Work order | Pull every line holding the word "sourceType" from the data below and copy it.

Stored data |
PR #855, opened 2023-06-21
Refactor event-level reporting windows

csharrison:
This PR should not induce any behavior change. It just restructures things so that follow-up spec changes can be made to more easily pre-configure reporting windows associated with individual sources.

***
<a href="https://pr-preview.s3.amazonaws.com/WICG/attribution-reporting-api/pull/855.html" title="Last updated on Jun 22, 2023, 1:56 PM UTC (d0d7065)">Preview</a> | <a href="https://pr-preview.s3.amazonaws.com/WICG/attribution-reporting-api/855/b631440...d0d7065.html" title="Last updated on Jun 22, 2023, 1:56 PM UTC (d0d7065)">Diff</a>

Issue #849, opened 2023-06-14
Alternative VTC Event Level Report Configurations


akashnadan:
Currently view through conversions (VTC) for Event Level Reports support 1 conversion, 1 bit of trigger data, and 1 reporting window per ad event.

We are seeking additional feedback on whether another configuration is optimal for your use-cases, specifically on the number of reports and reporting windows for views. Please share any feedback you have on the following:

- Number of conversions per view
- Number of reporting windows
    - If multiple reporting windows, what would be the optimal timing (i.e. 1hr, 1 day, 2 days, etc.) for the windows?
- Impact of noise
    - How much noise would be acceptable for your use cases? For example, assuming an epsilon of 14, the configurations below would have these percentages of noise (calculated using the [flexible_event_privacy.py](https://github.com/WICG/attribution-reporting-api/blob/main/flexible-event/flexible_event_privacy.py) script)
    - Configurations
        - 1 conversion, 1 bit, 1 reporting window = 0.00025% noise
        - 1 conversion, 1 bit, 3 reporting windows = 0.00058% noise
        - 2 conversions, 1 bit, 3 reporting windows = 0.00232% noise
        - 3 conversions, 1 bit, 3 reporting windows = 0.00698% noise

We are considering how to make VTC configurations more flexible to better satisfy ad tech use cases and plan to run tests based on the feedback we receive.

akashnadan:
This has been addressed through the implementation of phase 1 flexible event configurations (ability to configure the number of reports and reporting windows): https://github.com/WICG/attribution-reporting-api/blob/main/EVENT.md#optional-varying-frequency-and-number-of-reports

PR #856, opened 2023-06-22
Add configurable windows and maximum # of reports to spec

### LINKED ISSUE #730: Testing Alternative Reporting Windows
We have heard feedback on reporting delays (reports being received after the expected amount of time) and we are considering testing new values for the 1st and 2nd reporting windows for event level reports (clicks) and testing reduced delays for aggregate reports. We are planning on initially testing the following reporting windows on non-stable channels in Chrome:
- For event level reports (clicks) we plan to test each of the following times separately as the 1st and 2nd reporting windows: [1 hour, 12 hours], [1 hour, 1 day], [1 hour, 2 days], and [6 hours, 7 days]
- For aggregate reports we plan to test each of the following times separately as the new expected reporting delay range: [0 min to 5 min], [0 min to 10 min], [0 min to 20 min], and [0 min to 30 min] <br /><br />

We are seeking feedback on what reporting windows and ranges would be most useful to test based on your use cases:
- For event level reports (clicks): what values for the 1st and 2nd reporting windows should be tested
  - Example: 2 hours, 12 hours, 1 day, etc.
  - Current 1st and 2nd reporting windows for event level reports (for clicks) are 2 days and 7 days

- For aggregate reports: what expected reporting delay range should be tested
  - Example: [X minutes to X minutes]
  - Current expected reporting delay range is [10 minutes to 60 minutes]

We are also seeking feedback on what event level reporting windows for views would be most useful to test as well.

### LINKED ISSUE #736: Updating Reporting Windows for Event-level reports in ARA
**Problem**
The event-level reports in ARA are subject to transmission loss and excessive delays: some conversions registered by the Event API may not be reported or may be delayed. Transmission loss can occur when, for example, the user’s device is not active at the time of the reporting window or if the user clears their cache and deletes the API reports. 

Early OT data and associated debug reports suggest that the total magnitude of transmission loss is not ignorable. We find that, on average, the longer a conversion sits in the browser waiting for the next reporting window, the higher the chance of transmission loss through the Event API.

**Proposal**
We propose to configure the Event API with shorter reporting windows to reduce transmission loss. Currently, Click-Through Conversions are endowed with three windows set to **(2 days, 7 days, source expiry)**. The benefit of shorter windows is that early-arriving conversions will be subject to lower transmission loss rates. However, there are also costs of shorter windows. Conversions that happen after the shorter first window will now be subject to higher loss rates due to a longer gap between the shorter first window and the default 7-day second window, hence we propose changing the second window to a shorter value. We propose a new window configuration of **(1 hour, 2 days, source expiry)** as a new default.

image

**Analysis framework**
Evaluating alternate window configurations requires a target metric. In our analysis, we measure the expected conversion loss as a function of a window configuration W=(w1, w2, w3).

image

Measuring expected conversion loss requires two inputs. The first is a **conversion profile**, which tracks the number of conversions observed (ObsConv) as a function of the conversion delay time (conversion time minus click time). Conversion delay time is represented by the t index in the equation above. The conversion profile is directly observable in the logs for any Adtech. The second is a **transmission loss profile**, which measures the share of reports not sent as a function of the sitting in browser time (reporting window minus conversion time). The transmission loss profile can be learned from OT data.

csharrison:
This PR depends on https://github.com/WICG/attribution-reporting-api/pull/855. This PR specifies a partial version of https://github.com/WICG/attribution-reporting-api/blob/main/flexible_event_config.md, i.e. everything except the `trigger_specs` behavior.

In particular, this allows for a wider range of configurability in the event-level reports, in the form of:
- Allows specifying anywhere between 1 and 5 reporting windows, with (mostly) arbitrary times
- Allows specifying anywhere between 1 and 20 total reports

Fixes #736
Fixes #730 
Addresses #849 % channel capacity limits

***
<a href="https://pr-preview.s3.amazonaws.com/WICG/attribution-reporting-api/pull/856.html" title="Last updated on Jul 17, 2023, 4:10 PM UTC (51dbcd8)">Preview</a> | <a href="https://pr-preview.s3.amazonaws.com/WICG/attribution-reporting-api/856/b5d8bdf...51dbcd8.html" title="Last updated on Jul 17, 2023, 4:10 PM UTC (51dbcd8)">Diff</a>

### DIFF
--- a/index.bs
+++ b/index.bs
@@ -1798,13 +1798,14 @@ and a [=report window list=] |default|:
 1. If |map|["`event_report_windows`"] does not [=map/exist=], return |default|.
 1. Let |values| be |map|["`event_report_windows`"].
 1. If |values| is not a [=map=], return an error.
+1. Let |startDuration| be the result of running [=parse a duration=] with |values|, "`start_time`", and (0, infinity).
+1. If |startDuration| is greater than |defaultEndDuration|, return an error.
 1. If |values|["`end_times`"] does not [=map/exist=] or is not a [=list=], return an error.
 1. Let |endDurations| be |values|["`end_times`"].
 1. If the [=list/size=] of |endDurations| is greater than [=max settable event-level report windows=], return an error.
 1. If |endDurations| [=list/is empty=], return an error.
 1. Let |windows| be an [=list/is empty|empty=] [=list=].
 1. Let |defaultEndDuration| be the [=duration from=] |sourceTime| and the [=report window/end=] of the last element of |default|.
-1. Let |startDuration| be 0 seconds.
 1. [=list/iterate|For each=] |end| of |endDurations|:
     1. If |end| is not an integer, return an error.
     1. Let |endDuration| be |end| seconds.
--- a/index.bs
+++ b/index.bs
@@ -1865,11 +1865,9 @@ To <dfn noexport>parse source-registration JSON</dfn> given a [=byte sequence=]
     1. Round |expiry| away from zero to the nearest day (86400 seconds).
     1. Set |triggerDataCardinality| to the user agent's
         [=event-source trigger data cardinality=].
-1. Let |maxAttributionsPerSource| be the result of running
-    [=parse an optional 64-bit signed integer=] with |value|, "`max_event_level_reports`", and
-    [=default event-level attributions per source=][|sourceType|].
-1. If |maxAttributionsPerSource| is an error, return null.
-1. If |maxAttributionsPerSource| is greater than [=max settable event-level attributions per source=], return null.
+1. Let |maxAttributionsPerSource| be [=default event-level attributions per source=][|sourceType|].
+1. Set |maxAttributionsPerSource| to |value|["`max_event_level_reports`"] if it [=map/exists=].
+1. If |maxAttributionsPerSource| is not a positive integer, or is greater than [=max settable event-level attributions per source=], return null.
 1. Let |eventReportWindow| be the result of running [=parse a duration=] with
     |value|, "`event_report_window`", and ([=min report window=], |expiry|).
 1. If |eventReportWindow| is an error, return null.
--- a/index.bs
+++ b/index.bs
@@ -1797,11 +1797,12 @@ and a [=list=] of [=event-level report windows=] |default|:
 1. If |start| is less than 0, return an error.
 1. Let |startDuration| be |start| seconds.
 1. If |startDuration| is greater than |defaultEndDuration|, return an error.
-1. If |values|["`end_times`"] does not [=map/exist=], return an error.
+1. If |values|["`end_times`"] does not [=map/exist=] or is not a [=list=], return an error.
 1. Let |endDurations| be |values|["`end_times`"].
 1. If the [=list/size=] of |endDurations| is greater than [=max settable event-level report windows=], return an error.
 1. Let |windows| be an [=list/is empty|empty=] [=list=].
 1. [=list/iterate|For each=] |elt| of |endDurations|:
+    1. If |elt| is not a [=string=], return an error.
     1. Let |end| be the result of applying the <a spec="html">rules for parsing integers</a> to |elt|.
     1. If |end| is an error, return an error.
     1. Let |endDuration| be |end| seconds.
--- a/index.bs
+++ b/index.bs
@@ -1800,10 +1800,7 @@ and an [=report window list=] |default|:
 1. If |map|["`event_report_windows`"] does not [=map/exist=], return |default|.
 1. Let |values| be |map|["`event_report_windows`"].
 1. If |values| is not a [=map=], return an error.
-1. Let |start| be the result of running [=parse an optional 64-bit signed integer=] with |values|, "`start_time`", and 0.
-1. If |start| is an error, return an error.
-1. If |start| is less than 0, return an error.
-1. Let |startDuration| be |start| seconds.
+1. Let |startDuration| be the result of running [=parse a duration=] with |values|, "`start_time`", and (0, infinity).
 1. If |startDuration| is greater than |defaultEndDuration|, return an error.
 1. If |values|["`end_times`"] does not [=map/exist=] or is not a [=list=], return an error.
 1. Let |endDurations| be |values|["`end_times`"].
--- a/index.bs
+++ b/index.bs
@@ -1793,9 +1793,8 @@ a [=moment=] |sourceTime|, and a [=duration=] |eventReportWindow|:
 1. Return |windows|.
 
 To <dfn>parse report windows</dfn> given a [=map=] |map|, a [=moment=] |sourceTime|,
-and an [=report window list=] |default|:
+and a [=report window list=] |default|:
 
-1. [=Assert=]: |default| is not [=list/is empty|empty=].
 1. Let |defaultEndDuration| be the [=duration from=] |sourceTime| and the [=report window/end=] of the last element of |default|.
 1. If |map|["`event_report_windows`"] does not [=map/exist=], return |default|.
 1. Let |values| be |map|["`event_report_windows`"].
--- a/index.bs
+++ b/index.bs
@@ -736,11 +736,11 @@ A <dfn>report window</dfn> is a [=struct=] with the following items:
 </dl>
 
 
-An <dfn>event-level report window list</dfn> is a [=list=] of [=event-level report windows=].
+A <dfn>report window list</dfn> is a [=list=] of [=report windows=].
 It has the following constraints:
 
-* Elements are in ascending order based on their [=event-level report window/start=].
-* Every element's [=event-level report window/start=] is equal to the previous element's [=event-level report window/end=], if it exists.
+* Elements are in ascending order based on their [=report window/start=].
+* Every element's [=report window/start=] is equal to the previous element's [=report window/end=], if it exists.
 * There is at least one element in the list.
 
 <h3 dfn-type=dfn>Attribution source</h3>
@@ -763,7 +763,7 @@ An attribution source is a [=struct=] with the following items:
 : <dfn>expiry</dfn>
 :: A [=duration=].
 : <dfn>event-level report windows</dfn>
-:: An [=event-level report window list=].
+:: A [=report window list=].
 : <dfn>aggregatable report window</dfn>
 :: A [=report window=].
 : <dfn>priority</dfn>
@@ -1793,10 +1793,10 @@ a [=moment=] |sourceTime|, and a [=duration=] |eventReportWindow|:
 1. Return |windows|.
 
 To <dfn>parse report windows</dfn> given a [=map=] |map|, a [=moment=] |sourceTime|,
-and an [=event-level report window list=] |default|:
+and an [=report window list=] |default|:
 
 1. [=Assert=]: |default| is not [=list/is empty|empty=].
-1. Let |defaultEndDuration| be the [=duration from=] |sourceTime| and the [=event-level report window/end=] of the last element of |default|.
+1. Let |defaultEndDuration| be the [=duration from=] |sourceTime| and the [=report window/end=] of the last element of |default|.
 1. If |map|["`event_report_windows`"] does not [=map/exist=], return |default|.
 1. Let |values| be |map|["`event_report_windows`"].
 1. If |values| is not a [=map=], return an error.
@@ -1818,11 +1818,11 @@ and an [=event-level report window list=] |default|:
     1. If |endDuration| is greater than |defaultEndDuration|, set |endDuration| to |defaultEndDuration|.
     1. If |endDuration| is less than 1 hour, set |endDuration| to 1 hour.
     1. If |endDuration| less than or equal to |startDuration|, return an error.
-    1. Let |window| be a new [=event-level report window=] whose items are
+    1. Let |window| be a new [=report window=] whose items are
 
-        : [=event-level report window/start=]
+        : [=report window/start=]
         :: |sourceTime| + |startDuration|
-        : [=event-level report window/end=]
+        : [=report window/end=]
         :: |sourceTime| + |endDuration|
 
     1. [=list/Append=] |window| to |windows|.
@@ -2911,8 +2911,8 @@ To <dfn noexport>trigger attribution</dfn> given an [=attribution trigger=] |tri
 To <dfn>check whether a moment falls within a window</dfn> given a [=moment=] |moment| and
 a [=report window=] |window|:
 
-1. Return whether |moment| is greater than or equal to [=event-level report window/start=]
-    and |moment| is less than |window|'s [=event-level report window/end=].
+1. Return whether |moment| is greater than or equal to [=report window/start=]
+    and |moment| is less than |window|'s [=report window/end=].
 
 To <dfn>obtain a report time from a window</dfn> given a [=moment=] |sourceTime| and
 a [=report window=] |window|:
--- a/index.bs
+++ b/index.bs
@@ -1792,7 +1792,7 @@ a [=moment=] |sourceTime|, and a [=duration=] |eventReportWindow|:
 1. Return |windows|.
 
 To <dfn>parse report windows</dfn> given a [=map=] |map|, a [=moment=] |sourceTime|,
-and a [=event-level report window list=] |default|:
+and an [=event-level report window list=] |default|:
 
 1. [=Assert=]: |default| is not [=list/is empty|empty=].
 1. Let |defaultEndDuration| be the [=duration from=] |sourceTime| and the [=event-level report window/end=] of the last element of |default|.
--- a/index.bs
+++ b/index.bs
@@ -1219,11 +1219,11 @@ many [=aggregatable reports=] can be in the [=aggregatable report cache=] per
 
 <dfn>Default event-level attributions per source</dfn> is a [=map=] that
 controls how many times a single [=attribution source=] can create an [=event-level report=] by default.
-The keys are «[=source type/navigation=],[=source type/event=]».
+The keys are «[=source type/navigation=], [=source type/event=]». The values are non-negative integers.
 
 <dfn>Max event-level channel capacity per source</dfn> is a [=map=] that
 controls how many bits of information can be exposed associated with a single [=attribution source=].
-The keys are «[=source type/navigation=],[=source type/event=]».
+The keys are «[=source type/navigation=], [=source type/event=]». The values are non-negative integers.
 
 <dfn>Max aggregatable reports per source</dfn> is a positive integer that controls how many [=aggregatable reports=]
 can be created by [=attribution triggers=] attributed to a single [=attribution source=].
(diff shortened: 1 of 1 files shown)


index.bs
```diff
@@ -1701,6 +1712,41 @@ a [=moment=] |sourceTime|, and a [=duration=] |eventReportWindow|:
...
+1. If |values|["`end_times`"] does not [=map/exist=], return error.
+1. Let |endDurations| be |values|["`end_times`"].
+1. If the [=list/size=] of |endDurations| is greater than 5, return error.
+1. Let |windows| be an [=list/is empty=] [=list=].
+1. [=list/iterate|For each=] |elt| of |endDurations|:
+    1. Let |end| be the result of applying the <a spec="html">rules for parsing integers</a> to |elt|.
+    1. If |end| is an error, return error
+    1. Let |endDuration| be |end| seconds.
+    1. If |endDuration| is greater than |defaultEndDuration|, set |endDuration| to |defaultEndDuration|.
+    1. If |endDuration| <= |startDuration|, return error.
```
apasel422, line 1738:
```suggestion
1. If |values| is not a [=map=], return an error.
1. Let |startDuration| be 0 seconds.
1. If |values|["`start_time`"] [=map/exists=]:
    1. Set |start| to the result of applying the <a spec="html">rules for parsing integers</a> with |values|["`start_time`"].
    1. If |start| is an error, return an error.
    1. If |start| is less than 0, return an error.
    1. Set |startDuration| to |start| seconds.
    1. If |startDuration| is greater than |defaultEndDuration|, return an error.
1. If |values|["`end_times`"] does not [=map/exist=], return an error.
1. Let |endDurations| be |values|["`end_times`"].
1. If the [=list/size=] of |endDurations| is greater than 5, return an error.
1. Let |windows| be an [=list/is empty=] [=list=].
1. [=list/iterate|For each=] |elt| of |endDurations|:
    1. Let |end| be the result of applying the <a spec="html">rules for parsing integers</a> to |elt|.
    1. If |end| is an error, return an error.
    1. Let |endDuration| be |end| seconds.
    1. If |endDuration| is greater than |defaultEndDuration|, set |endDuration| to |defaultEndDuration|.
    1. If |endDuration| <= |startDuration|, return an error.
```

index.bs
```diff
@@ -1701,6 +1712,41 @@ a [=moment=] |sourceTime|, and a [=duration=] |eventReportWindow|:
...
+
+1. Let |defaultEndDuration| be the [=duration from=] |sourceTime| and the [=event-level report window/end=] of the last element of |default|.
+1. If |map|["`event_report_windows`"] does not [=map/exist=], return |default|.
+1. Let |values| be |map|["`event_report_windows`"].
+1. If |values| is not a [=map=], return error.
+1. Let |startDuration| be 0 seconds.
+1. If |values|["`start_time`"] [=map/exists=]:
+    1. Set |start| to the result of applying the <a spec="html">rules for parsing integers</a> with |values|["`start_time`"].
+    1. If |start| is an error, return error.
+    1. If |start| is less than 0, return error.
```
apasel422, line 1726: Can this use https://wicg.github.io/attribution-reporting-api/#parse-an-optional-64-bit-signed-integer? As is, it's unclear to me whether the JSON field needs to be parsed as an arbitrary-precision integer.

index.bs
```diff
@@ -1701,6 +1712,41 @@ a [=moment=] |sourceTime|, and a [=duration=] |eventReportWindow|:
...
+    1. Set |startDuration| to |start| seconds.
+    1. If |startDuration| is greater than |defaultEndDuration|, return error.
+1. If |values|["`end_times`"] does not [=map/exist=], return error.
+1. Let |endDurations| be |values|["`end_times`"].
+1. If the [=list/size=] of |endDurations| is greater than 5, return error.
+1. Let |windows| be an [=list/is empty=] [=list=].
```
apasel422, line 1732:
```suggestion
1. Let |windows| be an [=list/is empty|empty=] [=list=].
```

index.bs
```diff
@@ -1701,6 +1712,41 @@ a [=moment=] |sourceTime|, and a [=duration=] |eventReportWindow|:
...
+1. [=list/iterate|For each=] |elt| of |endDurations|:
+    1. Let |end| be the result of applying the <a spec="html">rules for parsing integers</a> to |elt|.
```
apasel422, line 1734: Likewise, we may want to reuse one of our existing parsing algorithms. We could consider refactoring https://wicg.github.io/attribution-reporting-api/#parse-an-expiry in a separate change.

index.bs
apasel422, line 1738: We should be consistent about using `greater than` and `<=` (text vs symbol).

index.bs
```diff
@@ -1701,6 +1712,41 @@ a [=moment=] |sourceTime|, and a [=duration=] |eventReportWindow|:
...
+    1. If |endDuration| is greater than |defaultEndDuration|, set |endDuration| to |defaultEndDuration|.
+    1. If |endDuration| <= |startDuration|, return error.
+    1. Let |window| be a new [=event-level report window=] whose items are
+
+        : [=event-level report window/start=]
+        :: |sourceTime| + |startDuration|
+        : [=event-level report window/end=]
+        :: |sourceTime| + |endDuration|
+
+    1. [=list/append=] |window| to |windows|.
```
apasel422, line 1746:
```suggestion
    1. [=list/Append=] |window| to |windows|.
```

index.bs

Exercise response |
-    [=default event-level attributions per source=][|sourceType|].
+1. Let |maxAttributionsPerSource| be [=default event-level attributions per source=][|sourceType|].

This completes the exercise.